SUPPLIED DATA -

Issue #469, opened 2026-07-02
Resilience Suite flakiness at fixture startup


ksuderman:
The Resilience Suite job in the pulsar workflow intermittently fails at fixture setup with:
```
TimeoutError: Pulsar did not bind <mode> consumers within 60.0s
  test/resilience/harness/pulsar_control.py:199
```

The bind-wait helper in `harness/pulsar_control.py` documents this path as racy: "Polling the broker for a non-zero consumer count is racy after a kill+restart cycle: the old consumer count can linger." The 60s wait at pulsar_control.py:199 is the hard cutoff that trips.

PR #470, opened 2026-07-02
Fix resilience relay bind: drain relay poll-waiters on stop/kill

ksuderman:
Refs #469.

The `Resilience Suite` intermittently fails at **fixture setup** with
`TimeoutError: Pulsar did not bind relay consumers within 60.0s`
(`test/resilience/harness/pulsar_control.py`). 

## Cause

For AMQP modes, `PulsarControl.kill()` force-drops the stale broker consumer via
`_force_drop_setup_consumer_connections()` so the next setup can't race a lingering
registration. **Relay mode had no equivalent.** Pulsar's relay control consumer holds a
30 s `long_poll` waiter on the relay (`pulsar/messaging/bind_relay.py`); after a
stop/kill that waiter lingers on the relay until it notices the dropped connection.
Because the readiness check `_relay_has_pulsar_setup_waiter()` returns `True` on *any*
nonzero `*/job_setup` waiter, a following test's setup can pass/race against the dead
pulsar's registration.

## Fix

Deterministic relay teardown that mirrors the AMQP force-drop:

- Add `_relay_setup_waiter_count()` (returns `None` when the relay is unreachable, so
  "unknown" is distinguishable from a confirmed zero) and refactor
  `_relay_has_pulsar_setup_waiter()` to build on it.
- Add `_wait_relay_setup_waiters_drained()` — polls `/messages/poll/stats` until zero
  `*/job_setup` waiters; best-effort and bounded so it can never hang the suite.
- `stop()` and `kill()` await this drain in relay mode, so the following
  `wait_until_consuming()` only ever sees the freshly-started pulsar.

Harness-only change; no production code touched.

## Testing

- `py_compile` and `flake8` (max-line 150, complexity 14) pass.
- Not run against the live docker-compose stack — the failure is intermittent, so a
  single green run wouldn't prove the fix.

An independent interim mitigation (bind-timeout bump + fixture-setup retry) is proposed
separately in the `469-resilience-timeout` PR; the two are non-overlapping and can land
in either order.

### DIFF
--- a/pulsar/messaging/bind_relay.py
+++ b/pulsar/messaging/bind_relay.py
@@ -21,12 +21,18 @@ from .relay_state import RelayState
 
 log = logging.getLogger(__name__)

REQUIRED WORK - Filter the lines above, keeping each one that contains the string "broker".

RESULT -
The bind-wait helper in `harness/pulsar_control.py` documents this path as racy: "Polling the broker for a non-zero consumer count is racy after a kill+restart cycle: the old consumer count can linger." The 60s wait at pulsar_control.py:199 is the hard cutoff that trips.
For AMQP modes, `PulsarControl.kill()` force-drops the stale broker consumer via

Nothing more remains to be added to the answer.